Posted: Thu Jan 04, 2007 5:31 am
This sounds like a much better idea, have a listing of hardware that is open format, and certify with the list. Maybe a few network cards (NE2000 would be a good start, although limited to 10mbs, that would cover a good range of nic's), the RTL, and maybe an onboard or two. Then, AC97 is fine and dandy, but SB Compatible would also be nice, and maybe another one or two onboards.
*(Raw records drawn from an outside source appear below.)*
PR #157, opened 2019-07-25
Fix #155

### LINKED ISSUE #155: Indefinite Blocking in Migrate
In some cases the communication plan is created incorrectly leading to an indefinite wait. This is caused when a recv anticipates a message from the incorrect MPI rank. The problem seems to lie in the indexing that specifies the number of imports from a neighbor. The line should be changed to use iterators for the index.
```_num_import[found_neighbor-_neighbors.begin()] = import_sizes[i];```
https://github.com/ECP-copa/Cabana/blob/master/core/src/Cabana_CommunicationPlan.hpp#L687

### PR DESCRIPTION
**Pull request by sslattery**
Thanks to @LucasBondDavis for finding the bug and submitting the unit test. I modified the unit test slightly to make it more general and to work on an arbitrary number of processors.

The way the test is written the bug only shows up when we use 3 or more processors. I could probably refactor such that the bug happens with 2 processors but I think this is sufficient. 

Basically the communication plan was wrong when the user didn't specify a topology *and* there were ranks that received data from ranks that they didn't send to. See the essentially one line fix in the code.

Fixed #155

### CODE REVIEW

File: core/src/Cabana_CommunicationPlan.hpp [hunk 1]
```diff
@@ -670,21 +670,26 @@ class CommunicationPlan
...
+            // to) record this.
             if ( found_neighbor == std::end(_neighbors) )
             {
                 _neighbors.push_back( source );
                 _num_import.push_back( import_sizes[i] );
                 _num_export.push_back( 0 );
             }
+
+            // Otherwise if we already sent something to this neighbor that
+            // meqns we already have a neighbor/export entry. Just assign the
```
dalg24:
```suggestion
            // means we already have a neighbor/export entry. Just assign the
```

core/unit_test/tstDistributor.hpp
```diff
@@ -625,6 +625,89 @@ void test7( const bool use_topology )
...
+
+    // 2 items to the ranks before and after it
+    int num_data = 2;
+    Kokkos::View<int*,TEST_MEMSPACE>
+        export_ranks( "export_ranks", num_data );
+    auto fill_ranks =
+        KOKKOS_LAMBDA( const int )
+        {
+            export_ranks(0) = ( my_rank == 0 ) ? 0 : my_rank - 1;
+            export_ranks(1) = ( my_rank == my_size - 1 ) ? 0 : my_rank + 1;
```
dalg24: Is that a typo?
```suggestion
            export_ranks(1) = ( my_rank == my_size - 1 ) ? my_size - 1 : my_rank + 1;
```

I have a hard time following your comment `"2 items to the ranks before and after it"`

sslattery: This zero actually has to be here to trigger the bug - it creates a condition where rank 0 receives data from a rank it does not send data to.

sslattery: I'll update the comment to make this more clear.

PR #158, opened 2019-07-26
Clang Format

sslattery:
Adds a clang format file with hooks to run this automatically.


sslattery:
@junghans Clang format file has been added to this PR

sslattery:
I have reduced the clang format file to only make a few changes to the default LLVM format

junghans:
Ok, I added a `make format` rule and added it to CI, this should fail now.

.travis.yml
```diff
@@ -97,6 +97,7 @@ script:
           ${COVERAGE:+-DCabana_ENABLE_COVERAGE_BUILD=ON -DCOMPILER_SUPPORTS_MARCH=OFF} .. &&
     make -k -j2 VERBOSE=1 &&
     make test CTEST_OUTPUT_ON_FAILURE=1 &&
+    make format && git diff --exit-code &&
```
dalg24: Nice

CMakeLists.txt
```diff
@@ -133,3 +133,11 @@ add_subdirectory(core)
 
 configure_file(cmake/Cabana.pc.cmakein Cabana.pc @ONLY)
 install(FILES ${CMAKE_CURRENT_BINARY_DIR}/Cabana.pc DESTINATION ${CMAKE_INSTALL_LIBDIR}/pkgconfig)
+
+find_package(CLANG_FORMAT 7.0.1)
+if(CLANG_FORMAT_FOUND)
+  file(GLOB_RECURSE FORMAT_SOURCES core/*.cpp core/*.hpp)
```
dalg24: I would have gone for something like `git ls-files | grep -E "\.hpp$|\.cpp$"` but that works.

junghans: Yeah, I just wanted to avoid the usage of more external tools like git and grep.

junghans:
> Find module for clang-format feels a bit overkill but this is good overall.

It is, but at least now we can require a minimum version if needed.

junghans:
@sslattery if the formatting is fine with you, let’s merge this.

junghans:
ping @sslattery

core/src/Cabana_Parallel.hpp
```diff
@@ -20,33 +20,27 @@
 #include <cstdlib>
 #include <type_traits>
 
-namespace Cabana
-{
+namespace Cabana {
```
sslattery: This is probably the main thing I don't like - having an open `{` or `(` not start on the next line.

.clang-format
```diff
@@ -0,0 +1,8 @@
+BasedOnStyle:  LLVM
+---
+Language:        Cpp
+AlwaysBreakTemplateDeclarations: true
+BreakBeforeBraces: Custom
```
sslattery: Would this get changed to true to allow for the break I mentioned below?

junghans: `true` don't work, but `Allman` does.

core/src/Cabana_Parallel.hpp
junghans: Fixed!

junghans:
The remaining differences seem to be different defaults in `clang-format-7` and `clang-format-8`. What style do you prefer?

sslattery:
Nice! For me I have no preference of 7 vs. 8. If the difference is not substantial I would say go with the latest (8).

PR #160, opened 2019-08-02
Remove deprecated Kokkos code

dalg24:


sslattery:
Looks like the Jenkins might have Kokkos 2.8 but why is the travis failing? I can't seem to find the error in the output log.

dalg24:
I had pushed a couple new images to Docker Hub but forgot to update the Compose file...
For the record `dalg24/cabana-base:19.08.0` is with deprecated code enabled, and it is disabled in `19.08.1`.

PR #163, opened 2019-09-05
Use Kokkos after its CMake overhaul

dalg24:
@junghans I left out Travis CI for now


CMakeLists.txt
```diff
@@ -21,7 +21,7 @@ option(CMAKE_VERBOSE_MAKEFILE "Generate verbose Makefiles" OFF)
 include(GNUInstallDirs)
 
 set(CMAKE_MODULE_PATH ${CMAKE_CURRENT_SOURCE_DIR}/cmake)
-find_package(KOKKOS REQUIRED)
+find_package(Kokkos REQUIRED)
```
junghans: Is the imported target still called `Kokkos::kokkos`?

dalg24: Yessir

junghans:
Can you modify https://github.com/ECP-copa/Cabana/blob/master/.travis.yml#L39 to test travis as well?

.travis.yml
```diff
@@ -88,6 +87,7 @@ script:
   - export FFLAGS="-Wall -Wextra -pedantic ${WERROR:+-Werror}" 
   - mkdir build && pushd build &&
     cmake -DCMAKE_PREFIX_PATH="$HOME/kokkos;$HOME/scafacos"
+          -DCMAKE_CXX_COMPILER_LAUNCHER=ccache
```
junghans: I don't think that is needed as we use symlinked compilers.

dalg24: I removed the symlink

junghans: Ok, this makes it more obvious.

sfogerty:
Let's remember to change the wiki build instructions when this goes through.

Building Kokkos' using its develop branch using CMake

junghans:
Hmm, I have no idea by AMPI segfaults with 4 tasks, @evan-charmworks any idea?

matthiasdiener:
@junghans: The segfault is actually an unhandled C++ exception in the application code. Charm++/AMPI do not use exceptions, but we have a default exception handler that aborts on all uncaught exceptions: https://github.com/UIUC-PPL/charm/commit/becc7731feef74b4001fbe31a85658d054411fb6

junghans:
@dalg24 now we are back in kokkos space for the exception.

dalg24:
@matthiasdiener Thanks for looking into it.
I installed Charm++ this morning and wasn't able to reproduce the error.  Do you remember what line was throwing?
It really puzzles me because there is no AMPI specific code on Cabana as far as I can tell and no exception is thrown with other MPI implementations.

matthiasdiener:
@dalg24: I haven't build this myself, but this is what I understood from the build logs in Travis. I don't know which of the lines in `Kokkos::SharedAllocationRecord::decrement` actually throws the exceptions (I think there are 3 lines in that function where exceptions could be thrown). Do you have a script to build Kokkos/Cabana?

sslattery:
Retest this once #171 is merged

sslattery:
If we want to depend on a Kokkos release then the merge of this PR will be blocked by the release of Kokkos 3.0

junghans:
@dalg24 are we ready to pull the trigger here?

scripts/jenkins/Dockerfile
```diff
@@ -35,21 +35,22 @@ RUN export OPENMPI_VERSION=4.0.0 && \
 
 # Install Kokkos
 ENV KOKKOS_DIR=/opt/kokkos
-RUN export KOKKOS_VERSION=2.9.00 && \
-    export KOKKOS_URL=https://github.com/kokkos/kokkos/archive/${KOKKOS_VERSION}.tar.gz && \
-    export KOKKOS_ARCHIVE=kokkos-${KOKKOS_VERSION}.tar.gz && \
-    export KOKKOS_SOURCE_DIR=kokkos-${KOKKOS_VERSION} && \
+RUN KOKKOS_VERSION=master && \
```
sslattery: should we fix to 3.0?

junghans: There is no master tag ;-)

junghans: Neither will there is a 3.0 one.

dalg24: You can use the revision umber if you want to be explicit and replace with a tag later.

PR #165, opened 2019-09-05
cmake: export cabanacore target

### LINKED ISSUE #164: CMake: export library target for Cabana{MD,PIC}

junghans:
Fix #164


core/src/CabanaConfig.cmakein
```diff
@@ -0,0 +1,6 @@
+include(CMakeFindDependencyMacro)
+find_dependency(KOKKOS REQUIRED)
```
junghans: @dalg24 the crux is here, if want to make this work before #163 is merge, we would need to install our `FindKOKKOS.cmake`, which is just ugly. So wait?

junghans:
@sslattery @dalg24 looking `CabanaMD`, I think we need to export `CabanaMD_ENABLE_Serial` etc. in the exported targets as well. Any objections?

sslattery:
Do you mean `Cabana_ENABLE_Serial`? If so I have no objections. One thing to note is that in Cajita I have moved to just automatically using the backends on which Kokkos is built rather than having the user explicitly specify. We then just propagate/use the `Kokkos_ENABLE_Serial` instead. What do you think about doing it this way instead? It seems a user would be less likely to mismatch Kokkos/Cabana backends. They likely want the ones they built Kokkos with anyway.

junghans:
> Do you mean `Cabana_ENABLE_Serial`? If so I have no objections. One thing to note is that in Cajita I have moved to just automatically using the backends on which Kokkos is built rather than having the user explicitly specify. We then just propagate/use the `Kokkos_ENABLE_Serial` instead. What do you think about doing it this way instead? It seems a user would be less likely to mismatch Kokkos/Cabana backends. They likely want the ones they built Kokkos with anyway.

Actually I like that better, we should do the same in Cabana and just go with the kokkos backends.

sslattery:
> > Do you mean `Cabana_ENABLE_Serial`? If so I have no objections. One thing to note is that in Cajita I have moved to just automatically using the backends on which Kokkos is built rather than having the user explicitly specify. We then just propagate/use the `Kokkos_ENABLE_Serial` instead. What do you think about doing it this way instead? It seems a user would be less likely to mismatch Kokkos/Cabana backends. They likely want the ones they built Kokkos with anyway.
> 
> Actually I like that better, we should do the same in Cabana and just go with the kokkos backends.

OK - should we do that in this PR then?

junghans:
> OK - should we do that in this PR then?

No, let's do a separate one, the export target in this PR just don't set the `Cabana_ENABLE_*` at all for now.

sslattery:
> No, let's do a separate one, the export target in this PR just don't set the `Cabana_ENABLE_*` at all for now.

OK - I'll make a new PR for this

junghans:
@dalg24 please review.

.travis.yml
```diff
@@ -92,7 +93,13 @@ script:
     make test CTEST_OUTPUT_ON_FAILURE=1 &&
     make format && git diff --exit-code &&
     make doxygen &&
-    make install DESTDIR=${PWD}/install && rm -rf ${PWD}/install/usr/local && rmdir ${PWD}/install/usr &&
+    make install DESTDIR=${PWD}/install && rm -rf ${PWD}/install/$HOME/cabana && rmdir ${PWD}/install/$HOME &&
```
dalg24: Why do we have this line at all?

core/example/tutorial/01_hello_world/CMakeLists.txt
```diff
@@ -1,3 +1,10 @@
-  add_executable(HelloWorld hello_world.cpp)
-  target_link_libraries(HelloWorld cabanacore)
-  add_test(NAME Core_tutorial_01 COMMAND ${NONMPI_PRECOMMAND} HelloWorld)
+# the next for lines are just, so that we can use this as
+# a standalone CMakeLists.txt for testing of the Target export
+cmake_minimum_required(VERSION 3.9)
```
dalg24: Should we be setting the project name as well?

dalg24: I was surprised we didn't get a warning from CMake when I looked at the logs on TravisCI.  I guess you can ignore then.

.travis.yml
sslattery: I guess I am confused what this line does.

junghans: This line tests if `make install` installs any files outside of `CMAKE_INSTALL_PREFIX`.

core/example/tutorial/01_hello_world/CMakeLists.txt
sslattery: Do we need to up the minimum required?

junghans: We could set the project name, but it is not necessary, `cmake_minimum_required()` is only thing needed.

.travis.yml
dalg24: paths do not look right

dalg24: I take it back no that I looked at the [doc](https://www.gnu.org/prep/standards/html_node/DESTDIR.html)

junghans: Huh? When using `DESTDIR` everything gets prefixed with it value.

core/example/tutorial/01_hello_world/CMakeLists.txt
junghans: @sslattery this is the minimum required version for the dependent package.

PR #169, opened 2019-09-19
Updating AoSoA to not always initialize data

### LINKED ISSUE #89: Support Kokkos::ViewAllocateWithoutInitializing in AoSoA
The current AoSoA semantics always zero-initialize data. We should support using `Kokkos::AllocateViewWithoutInitializing` to allow for performance improvements in many cases.

sslattery:
We have always said this was the expected behavior but upon further inspection this was not what was actually happening and hence causing a performance hit. Thanks to @weinbe2 for measuring the performance issues

Closes #89

### DIFF
--- a/core/src/Cabana_AoSoA.hpp
+++ b/core/src/Cabana_AoSoA.hpp
@@ -190,8 +190,11 @@ class AoSoA
         : _size( 0 )
         , _capacity( 0 )
         , _num_soa( 0 )
-        , _data( label, 0 )
+        , _data( Kokkos::ViewAllocateWithoutInitializing( label ), 0 )
     {
+        static_assert(
+            !memory_traits::is_unmanaged,
+            "Construction by allocation cannot use unmanaged memory" );
     }
 
     /*!
@@ -226,8 +229,11 @@ class AoSoA
         : _size( n )
         , _capacity( 0 )
         , _num_soa( 0 )
-        , _data( label, 0 )
+        , _data( Kokkos::ViewAllocateWithoutInitializing( label ), 0 )
     {
+        static_assert(
+            !memory_traits::is_unmanaged,
+            "Construction by allocation cannot use unmanaged memory" );
         resize( _size );
     }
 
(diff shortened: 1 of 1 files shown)


sslattery:
@weinbe2 can you run this through the profiler and see if this improves things? If it does can you put some before and after results in the PR?

core/src/Cabana_AoSoA.hpp
```diff
@@ -358,8 +365,21 @@ class AoSoA
...
+            num_soa_alloc );
+        if ( _num_soa > 0 )
+        {
+            // Note that we make an unmanaged view here. The subview approach
+            // was creating a view rank mismatch. This allows us to have two
+            // views of the same size for the call to deep_copy.
+            Kokkos::View<soa_type *, device_type, Kokkos::MemoryUnmanaged>
+                resized_data_um( resized_data.data(), _num_soa );
+            Kokkos::deep_copy( resized_data_um, _data );
+        }
```
dalg24: FYI https://github.com/kokkos/kokkos/pull/2285

Also
```C++
Kokkos::deep_copy(Kokkos::subview(resized_data, std::make_pair(0, _num_soa)), _data);
```

sslattery: that would have been nice - and yeah good call on the syntax

sslattery:
From @weinbe2

weinbe2:
Further expanding on @sslattery 's data, this was on a Quadro GV100, timings within `Cabana_CommPerformance.cpp`, running using the Cuda memory space for both the particles and communications buffers. Problem size 10240000 particles.

First line: `aosoa_type src_particles( num_particle );` --- now doesn't initialize data, 12 us is just overheads
Second line: `dst_particles.resize( distributor_fast.totalNumImport() );` --- again, now doesn't initialize data but does have to run a `cudaMalloc`, ~2.2 ms reasonable.

sslattery:
Yes - the established/documented behavior had been that it will not initialize. However, the implementation didn't necessarily do that.

PR #173, opened 2019-10-09
Adding empty() and shrinkToFit() to AoSoA

sslattery:
These two additional functions further align `Cabana::AoSoA` with a more `std::vector`-like memory management interface. The `empty()` function is convenience for size checks and `shrinkToFit()` allows users to clean up excess capacity in problems with dynamic particle populations. The latter will be particularly important in a variety of ongoing ECP use cases.

### DIFF
--- a/core/src/Cabana_AoSoA.hpp
+++ b/core/src/Cabana_AoSoA.hpp
@@ -278,6 +278,17 @@ class AoSoA
     size_type size() const { return _size; }
 
     /*!
+      \brief Returns if the container is empty or not.
+
+      \return True if the number of tuples in the container is zero.
+
+      This is the number of actual objects held in the container, which is not
+      necessarily equal to its storage capacity.
+    */
+    KOKKOS_FUNCTION
+    bool empty() const { return ( _size == 0 ); }
+
+    /*!
       \brief Returns the size of the storage space currently allocated for the
       container, expressed in terms of tuples.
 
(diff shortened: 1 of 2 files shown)


core/src/Cabana_AoSoA.hpp
```diff
@@ -277,6 +277,17 @@ class AoSoA
...
+    /*!
+      \brief Returns if the container is empty or not.
+
+      \return True if the number of tuples in the container is zero.
+
+      This is the number of actual objects held in the container, which is not
+      necessarily equal to its storage capacity.
+    */
+    KOKKOS_FUNCTION
+    bool empty() const { return ( _size == 0 ); }
```
dalg24:
```suggestion
    bool empty() const { return ( size() == 0 ); }
```

core/src/Cabana_AoSoA.hpp
```diff
@@ -379,6 +396,42 @@ class AoSoA
...
+        soa_view resized_data(
+            Kokkos::ViewAllocateWithoutInitializing( _data.label() ),
+            _num_soa );
+        if ( _num_soa > 0 )
+            Kokkos::deep_copy(
+                resized_data,
+                Kokkos::subview( _data, Kokkos::pair<size_type, size_type>(
+                                            0, _num_soa ) ) );
+        _data = resized_data;
+    }
```
rfbird: Per an offline discussion with Stuart, this will obviously cost ~2x in memory (possibly blowing out and causing an OOM), as well as have some performance penalty to copying the data over. Users may expect something like a shrink to be cheap and get shot in the foot. As things stands (wrt the kokkos resize initialization stuff), there is no good way to avoid this, but it might be nice to somehow communicate it to potential users?

Eventually it might be nice to rely on `Kokkos::resize` of our underlying views, but this is good enough for now

PR #216, opened 2020-03-31
Remove duplicate definition of CABANA_SUPPORTED_DEVICES

dalg24:
https://github.com/ECP-copa/Cabana/blob/3d340ddabecfed2c56d59a3352f08b5f462ba086/CMakeLists.txt#L33-L34


junghans:
@sslattery here: https://github.com/ECP-copa/Cabana/blob/master/CMakeLists.txt#L23

PR #218, opened 2020-03-31
Only pass non-empty parallel labels

streeve:
~~Deprecate~~ Only forward labels with `simd_parallel_for` and `neighbor_parallel_for` if not empty ~~and add required label versions~~. This was discussed in #183

### DIFF
--- a/core/src/Cabana_Parallel.hpp
+++ b/core/src/Cabana_Parallel.hpp
@@ -104,17 +104,23 @@ inline void simd_parallel_for(
 
     using index_type = typename team_policy::index_type;
 
-    Kokkos::parallel_for(
-        str, dynamic_cast<const team_policy &>( exec_policy ),
-        KOKKOS_LAMBDA( const typename team_policy::member_type &team ) {
-            index_type s = team.league_rank() + exec_policy.structBegin();
-            Kokkos::parallel_for(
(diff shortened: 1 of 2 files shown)


sslattery:
> Did you consider only passing the label if it is not empty instead of requiring it?

What is the current Kokkos strategy for labels? Are they always required now?

dalg24:
> > Did you consider only passing the label if it is not empty instead of requiring it?
> 
> What is the current Kokkos strategy for labels? Are they always required now?

No

streeve:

CPU set, well, that should be kept to a minimum anyways, but the OS should state what it's lowest requirements are, so I know not to test it on my 486 if it requires MMX . I would also say it would require support for ATA, (serial ata is backward compatible right?), and maybe a specific file systems, like fat12/16/32 (can have others also, just require it to support those as well), that way, if I wanted to dual boot, I can copy files between both partitions from either OS. I do have my laptop setup this way, 3 partitions, and a custom MBR that allows me to select my boot partition, one has win xp, the other Dos, and the other whatever OS I feel like putting on it (it's only 1gb, so nothing to huge please!).MessiahAndrw wrote:The 'certified' list should mean the operating system supports all VMware, Microsoft Virtual Machine, QEMU, and bochs hardware. The projects list should have a certified category, listing 'usable' operating systems. Then it gives new osdevers something to aim for.
A larger requirement list should be made, with a definition on 'usable' and hardware it needs to run on.
This concept still leaves the problem of OS'es designed for other architectures.